The JAIC never even considered the possibility of a collision - despite the huge hole in the starboard - so IMV you err when you claim it did its job properly and thoroughly.


They never considered the possibility of a collision because a) there was never any credible evidence of a collision, and b) there was easily sufficient credible & reliable evidence to show that the bow visor and bow ramp had failed so catastrophically as to ensure that more than enough seawater could enter the vehicle deck to cause the ship to sink. The (stop calling it "huge") hole and deformation in the starboard hull was almost-certainly caused by the ship's impact onto rocks on the sea bed when it initially impacted after sinking; and the evidence shows that it's a near-certainty that a) this deformation/damage was not visible to those who surveyed the wreck for the official inquiry (because the ship was, at that point, still lying in the position in which it had originally impacted the sea bed) and b) the ship shifted at some point between 1994/1995 and 2019, such that the damage to the hull - and the rocks which had caused that damage - were now visible.



I don't stamp my feet because I could not care less whether people agree with me or not. Unlike you, I can accept that people disagreeing with my views is their prerogative and does not mean they should be told off and given a dressing down over all of their perceived and imagined short-comings and grilling them on whether they ever studied physics or advanced rocket science and space aerodynamics to shut them down.


Oh dear.

You seem unable to grasp the concept that if a person participates in a serious debate, and if they espouse beliefs or conclusions within that debate, then they should expect a) to face the possibility of challenges to those beliefs/conclusions, and b) to defend their beliefs/conclusions in the face of any challenges to them.

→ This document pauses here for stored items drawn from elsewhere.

Issue #804, opened 2025-04-15
Support Multiple Reversals


chrisvire:
A Dictionary app can have multiple reversals. I found a project that uses this feature. Akoose Dictionary.
https://drive.google.com/file/d/12dOY8vtkx_w8NFVBU_BgaqaJruuHYleM/view?usp=drive_link

PR #807, opened 2025-05-01
Multiple Reversals completed implementation

Christopher-Shiu:
Issue #804
Transferred code from different branch
and fixed small errors with letter loading


chrisvire (changes requested):
Good job with getting the languages to display. I see that it changes from the vernacular language to the another one of the reversal languages, but switch between reversal languages just changes the letters at the top (and I am not sure that they are correct).

I am using this project:
https://drive.google.com/file/d/1YL65KBat-ioMgQYm4u5jPzTcIWUCZ1hQ/view?usp=sharing

PR #818, opened 2025-05-27
Fix issues encountered trying to setup the dev env

hahn-kev:
The main issue I had was that the format of the data in `index.json` had drifted from the type that was being used in the script. Instead of just correcting it I imported the file directly. 

Additionally I don't have `java` on my path, but I do have a standard `JAVA_HOME` env variable, so I updated the script to use that to find the java exe if it exists.


example/index.ts
```diff
@@ -30,7 +24,11 @@ const getExecutionCommand = (program: string): string => {
                 throw new Error('Environment variable "ProgramFiles(x86)" is not set on Windows');
             }
             const jarPath = path.join(programFilesX86, 'SIL', appName, 'bin', jarName);
-            return `java -jar "${jarPath}"`;
+            let javaPath = 'java';
```
chrisvire, line 27: This only deals with the case with java not being on the path for Windows.

hahn-kev: I can move it out so it works anywhere.

README.md
```diff
@@ -19,7 +19,7 @@ The PWA depends on data files generated by Scripture App Builder. There is examp
 
 #### Example Data
 
--   Run `npm run extract:example <project_name>` to generate data from projects in the `test_data/projects`. For example, `web_gospels` is an SAB project name and `hanga` is a DAB project name.
+-   Run `npm run extract:example <project_name>` to generate data from projects in the `test_data/projects`. For example, `web_gospels` is an SAB project name and `hanga` is a DAB project name. Note, this requires java to either be on the path, or to have a JAVA_HOME env variable on windows
```
chrisvire, line 22: We try not to do things that only work on one platform, so if we implement this, we would remove the comment about windows as well.

example/index.ts
```diff
@@ -4,15 +4,9 @@ import fs from 'fs/promises';
 import os from 'os';
 import path from 'path';
 import unzipper from 'unzipper';
-
-type IndexData = {
-    [key: string]: {
-        projects: string[];
-    };
-};
+import IndexData from '../test_data/projects/index.json';
```
chrisvire, line 7: I would prefer to change the datatype than do the import of a .json file.

chrisvire: I imagine an AI could easy discern the required change in datatype. :-)

hahn-kev: Is there a reason you don't want to infer the type from the file? We could do `import type IndexData from '../test_data/projects/index.json';` instead here and then read the file in from the file system at runtime like we were before.

chrisvire (approved):
Thanks for finding this!

Issue #819, opened 2025-06-04
Svelte 5 Migration


chrisvire:
Follow https://svelte.dev/docs/svelte/v5-migration-guide to migrate code from v4 to v5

And furthermore, if a person claims that their beliefs/conclusions are justified/supported/proved by the application of science & the scientific method, they should expect to face the possibility of being challenged on their understanding of the science in question.
 
It was a perfectly reasonable supposition at the time by Johanson of Estline. Given the sheer speed of sinking.


But it's entirely irrelevant to this debate, because a) we know for certain that the ship wasn't sunk by a mine (and even you concede this), and b) in any case there are obvious ulterior motives behind someone in his position speculating (baselessly and incorrectly) that the blame for the sinking lay somewhere other than at his door.